The task>
Copy the result of filtering the entries below for lines that include the string "unique".

[Listed entries Boundary: Start]

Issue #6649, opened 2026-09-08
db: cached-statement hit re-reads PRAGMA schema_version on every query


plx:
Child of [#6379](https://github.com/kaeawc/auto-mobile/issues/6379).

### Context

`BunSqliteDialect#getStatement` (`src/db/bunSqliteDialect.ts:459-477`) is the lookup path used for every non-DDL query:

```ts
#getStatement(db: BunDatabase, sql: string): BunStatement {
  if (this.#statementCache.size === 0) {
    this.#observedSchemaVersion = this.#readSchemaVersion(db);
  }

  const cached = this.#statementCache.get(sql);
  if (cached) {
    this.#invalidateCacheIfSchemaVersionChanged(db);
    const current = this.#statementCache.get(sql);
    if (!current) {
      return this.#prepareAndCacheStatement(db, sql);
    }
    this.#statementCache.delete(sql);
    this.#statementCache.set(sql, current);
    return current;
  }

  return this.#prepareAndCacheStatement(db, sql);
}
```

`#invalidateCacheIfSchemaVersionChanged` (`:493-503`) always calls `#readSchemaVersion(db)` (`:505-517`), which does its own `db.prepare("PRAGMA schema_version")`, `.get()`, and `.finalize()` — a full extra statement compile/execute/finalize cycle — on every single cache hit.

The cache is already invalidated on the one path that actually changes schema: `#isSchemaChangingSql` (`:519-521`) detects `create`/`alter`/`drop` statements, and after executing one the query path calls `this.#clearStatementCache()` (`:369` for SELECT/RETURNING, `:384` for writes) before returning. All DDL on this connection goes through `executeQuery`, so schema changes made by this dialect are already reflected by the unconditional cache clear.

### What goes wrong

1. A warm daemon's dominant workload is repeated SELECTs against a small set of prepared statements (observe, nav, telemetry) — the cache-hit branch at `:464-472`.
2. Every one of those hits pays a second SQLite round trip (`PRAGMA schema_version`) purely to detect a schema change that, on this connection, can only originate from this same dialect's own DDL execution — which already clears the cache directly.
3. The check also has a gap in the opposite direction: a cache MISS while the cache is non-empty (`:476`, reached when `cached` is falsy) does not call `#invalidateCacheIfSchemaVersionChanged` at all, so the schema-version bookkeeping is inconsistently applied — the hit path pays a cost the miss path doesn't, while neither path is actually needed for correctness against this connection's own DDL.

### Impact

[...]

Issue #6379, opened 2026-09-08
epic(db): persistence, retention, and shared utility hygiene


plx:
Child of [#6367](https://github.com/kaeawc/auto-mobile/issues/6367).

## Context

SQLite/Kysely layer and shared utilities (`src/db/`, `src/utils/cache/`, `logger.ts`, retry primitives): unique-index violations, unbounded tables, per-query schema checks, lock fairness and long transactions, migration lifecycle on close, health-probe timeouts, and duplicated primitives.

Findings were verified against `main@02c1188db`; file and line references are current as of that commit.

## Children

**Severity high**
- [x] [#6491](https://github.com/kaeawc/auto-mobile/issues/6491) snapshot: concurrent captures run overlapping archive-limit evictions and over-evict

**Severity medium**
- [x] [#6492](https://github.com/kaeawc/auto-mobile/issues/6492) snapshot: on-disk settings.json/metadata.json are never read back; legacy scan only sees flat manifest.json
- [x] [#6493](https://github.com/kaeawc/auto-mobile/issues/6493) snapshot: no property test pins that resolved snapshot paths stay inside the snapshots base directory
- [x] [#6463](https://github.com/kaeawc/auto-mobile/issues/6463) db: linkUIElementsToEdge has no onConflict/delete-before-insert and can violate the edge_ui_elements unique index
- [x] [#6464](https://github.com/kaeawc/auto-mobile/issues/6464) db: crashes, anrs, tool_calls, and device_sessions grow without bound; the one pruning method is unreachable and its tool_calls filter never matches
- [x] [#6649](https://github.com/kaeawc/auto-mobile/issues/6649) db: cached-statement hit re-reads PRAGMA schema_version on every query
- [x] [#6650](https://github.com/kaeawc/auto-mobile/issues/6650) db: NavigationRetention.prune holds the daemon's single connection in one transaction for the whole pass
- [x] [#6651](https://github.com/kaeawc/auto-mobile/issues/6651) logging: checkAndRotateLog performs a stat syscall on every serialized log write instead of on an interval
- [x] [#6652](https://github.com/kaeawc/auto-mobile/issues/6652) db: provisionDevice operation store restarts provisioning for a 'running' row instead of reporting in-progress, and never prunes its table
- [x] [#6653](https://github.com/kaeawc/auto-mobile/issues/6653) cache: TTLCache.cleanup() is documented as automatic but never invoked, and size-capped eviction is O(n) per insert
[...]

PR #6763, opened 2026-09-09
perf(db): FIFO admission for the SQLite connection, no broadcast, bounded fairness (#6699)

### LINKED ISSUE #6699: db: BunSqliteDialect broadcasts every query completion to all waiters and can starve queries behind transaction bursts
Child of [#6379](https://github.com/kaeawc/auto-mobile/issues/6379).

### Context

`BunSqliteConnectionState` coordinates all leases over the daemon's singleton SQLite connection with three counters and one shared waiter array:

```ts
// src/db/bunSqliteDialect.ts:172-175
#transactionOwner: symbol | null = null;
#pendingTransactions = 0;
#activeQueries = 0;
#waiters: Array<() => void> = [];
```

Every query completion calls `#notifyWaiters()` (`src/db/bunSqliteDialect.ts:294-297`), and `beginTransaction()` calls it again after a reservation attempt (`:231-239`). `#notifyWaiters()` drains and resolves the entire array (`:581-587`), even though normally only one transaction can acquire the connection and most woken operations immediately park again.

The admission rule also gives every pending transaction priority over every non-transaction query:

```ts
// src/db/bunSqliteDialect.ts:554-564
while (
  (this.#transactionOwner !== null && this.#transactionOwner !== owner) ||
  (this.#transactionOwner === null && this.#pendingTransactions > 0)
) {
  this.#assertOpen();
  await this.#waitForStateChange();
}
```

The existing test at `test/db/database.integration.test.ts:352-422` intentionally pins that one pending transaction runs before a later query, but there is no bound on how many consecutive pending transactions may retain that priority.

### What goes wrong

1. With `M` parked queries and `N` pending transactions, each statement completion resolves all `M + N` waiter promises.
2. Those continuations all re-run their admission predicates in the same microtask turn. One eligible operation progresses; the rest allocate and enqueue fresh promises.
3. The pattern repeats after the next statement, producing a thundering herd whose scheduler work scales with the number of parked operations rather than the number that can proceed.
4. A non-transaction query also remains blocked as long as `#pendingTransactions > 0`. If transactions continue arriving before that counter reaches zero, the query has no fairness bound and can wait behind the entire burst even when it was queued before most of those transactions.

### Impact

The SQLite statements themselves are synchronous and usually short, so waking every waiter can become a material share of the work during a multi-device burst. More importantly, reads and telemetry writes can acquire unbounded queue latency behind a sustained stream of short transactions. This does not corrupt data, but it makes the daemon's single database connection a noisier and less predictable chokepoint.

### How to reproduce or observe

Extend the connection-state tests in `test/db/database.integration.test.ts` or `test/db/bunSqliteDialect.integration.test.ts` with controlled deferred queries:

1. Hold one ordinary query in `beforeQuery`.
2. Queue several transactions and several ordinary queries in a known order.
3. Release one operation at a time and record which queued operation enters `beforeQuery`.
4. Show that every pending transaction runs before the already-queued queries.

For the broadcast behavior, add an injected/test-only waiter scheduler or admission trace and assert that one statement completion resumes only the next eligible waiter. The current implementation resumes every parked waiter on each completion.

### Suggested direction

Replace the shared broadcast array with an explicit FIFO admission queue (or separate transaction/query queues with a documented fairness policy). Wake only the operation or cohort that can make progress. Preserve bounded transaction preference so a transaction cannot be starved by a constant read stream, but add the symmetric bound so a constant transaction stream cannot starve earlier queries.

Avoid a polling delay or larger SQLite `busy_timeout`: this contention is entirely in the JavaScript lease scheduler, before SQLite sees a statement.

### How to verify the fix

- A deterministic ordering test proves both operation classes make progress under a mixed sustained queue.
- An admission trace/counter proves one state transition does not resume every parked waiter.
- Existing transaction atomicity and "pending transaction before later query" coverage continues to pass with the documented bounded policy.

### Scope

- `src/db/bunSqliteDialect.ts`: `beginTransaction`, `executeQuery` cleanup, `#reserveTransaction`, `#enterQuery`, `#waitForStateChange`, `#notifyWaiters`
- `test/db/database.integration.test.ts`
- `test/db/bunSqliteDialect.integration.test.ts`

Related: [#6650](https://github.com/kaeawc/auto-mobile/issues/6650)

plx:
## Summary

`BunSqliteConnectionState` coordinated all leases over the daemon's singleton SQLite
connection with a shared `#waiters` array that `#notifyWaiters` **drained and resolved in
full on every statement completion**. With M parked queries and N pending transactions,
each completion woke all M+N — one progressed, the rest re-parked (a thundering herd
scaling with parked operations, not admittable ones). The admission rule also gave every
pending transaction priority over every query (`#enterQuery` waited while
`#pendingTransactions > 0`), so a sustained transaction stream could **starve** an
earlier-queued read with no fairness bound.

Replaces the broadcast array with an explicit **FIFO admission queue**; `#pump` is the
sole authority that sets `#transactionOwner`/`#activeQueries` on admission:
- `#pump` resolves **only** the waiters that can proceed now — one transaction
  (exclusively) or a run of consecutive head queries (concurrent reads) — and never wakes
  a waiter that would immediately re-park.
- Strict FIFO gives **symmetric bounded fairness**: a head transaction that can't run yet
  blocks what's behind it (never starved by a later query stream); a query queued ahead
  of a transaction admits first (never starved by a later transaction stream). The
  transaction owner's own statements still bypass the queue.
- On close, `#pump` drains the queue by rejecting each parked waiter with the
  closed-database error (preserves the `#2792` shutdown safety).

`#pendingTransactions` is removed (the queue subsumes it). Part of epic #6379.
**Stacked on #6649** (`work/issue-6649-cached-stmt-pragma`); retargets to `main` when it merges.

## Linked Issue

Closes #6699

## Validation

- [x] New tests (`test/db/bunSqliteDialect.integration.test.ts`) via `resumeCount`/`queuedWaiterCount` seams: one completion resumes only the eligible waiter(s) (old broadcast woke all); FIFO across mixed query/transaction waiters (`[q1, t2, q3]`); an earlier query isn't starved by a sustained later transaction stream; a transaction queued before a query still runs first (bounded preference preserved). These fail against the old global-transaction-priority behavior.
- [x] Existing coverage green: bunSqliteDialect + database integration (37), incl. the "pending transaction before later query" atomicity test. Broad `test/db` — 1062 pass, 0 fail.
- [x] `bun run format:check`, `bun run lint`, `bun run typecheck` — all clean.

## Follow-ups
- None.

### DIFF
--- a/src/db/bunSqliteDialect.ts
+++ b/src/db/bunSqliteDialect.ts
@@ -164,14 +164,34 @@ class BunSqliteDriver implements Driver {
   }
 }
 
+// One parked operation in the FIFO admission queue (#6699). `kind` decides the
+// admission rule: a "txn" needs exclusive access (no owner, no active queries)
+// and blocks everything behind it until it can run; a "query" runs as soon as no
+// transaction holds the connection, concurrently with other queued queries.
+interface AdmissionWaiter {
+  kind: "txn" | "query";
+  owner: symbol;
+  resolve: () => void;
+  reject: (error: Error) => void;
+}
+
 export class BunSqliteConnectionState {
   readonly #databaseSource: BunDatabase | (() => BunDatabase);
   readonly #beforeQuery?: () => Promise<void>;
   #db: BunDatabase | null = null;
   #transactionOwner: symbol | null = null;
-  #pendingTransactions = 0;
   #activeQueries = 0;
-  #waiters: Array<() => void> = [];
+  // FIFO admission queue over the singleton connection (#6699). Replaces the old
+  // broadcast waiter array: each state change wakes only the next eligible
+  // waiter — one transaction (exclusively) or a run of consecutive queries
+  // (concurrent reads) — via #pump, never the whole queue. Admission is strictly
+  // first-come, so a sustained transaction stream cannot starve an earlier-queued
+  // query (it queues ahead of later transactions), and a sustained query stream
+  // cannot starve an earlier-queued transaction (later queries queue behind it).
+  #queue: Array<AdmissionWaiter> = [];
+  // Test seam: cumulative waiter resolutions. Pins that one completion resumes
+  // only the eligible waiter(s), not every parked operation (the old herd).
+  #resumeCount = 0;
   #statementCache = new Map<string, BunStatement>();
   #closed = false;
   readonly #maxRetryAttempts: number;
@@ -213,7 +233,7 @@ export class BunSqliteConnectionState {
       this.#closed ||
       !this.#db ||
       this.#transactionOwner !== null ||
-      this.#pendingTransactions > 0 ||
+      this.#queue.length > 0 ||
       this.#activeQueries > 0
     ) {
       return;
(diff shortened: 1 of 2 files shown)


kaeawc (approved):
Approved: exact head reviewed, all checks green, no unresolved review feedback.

[Listed entries Boundary: End]

The completed task>
SQLite/Kysely layer and shared utilities (`src/db/`, `src/utils/cache/`, `logger.ts`, retry primitives): unique-index violations, unbounded tables, per-query schema checks, lock fairness and long transactions, migration lifecycle on close, health-probe timeouts, and duplicated primitives.
- [x] [#6463](https://github.com/kaeawc/auto-mobile/issues/6463) db: linkUIElementsToEdge has no onConflict/delete-before-insert and can violate the edge_ui_elements unique index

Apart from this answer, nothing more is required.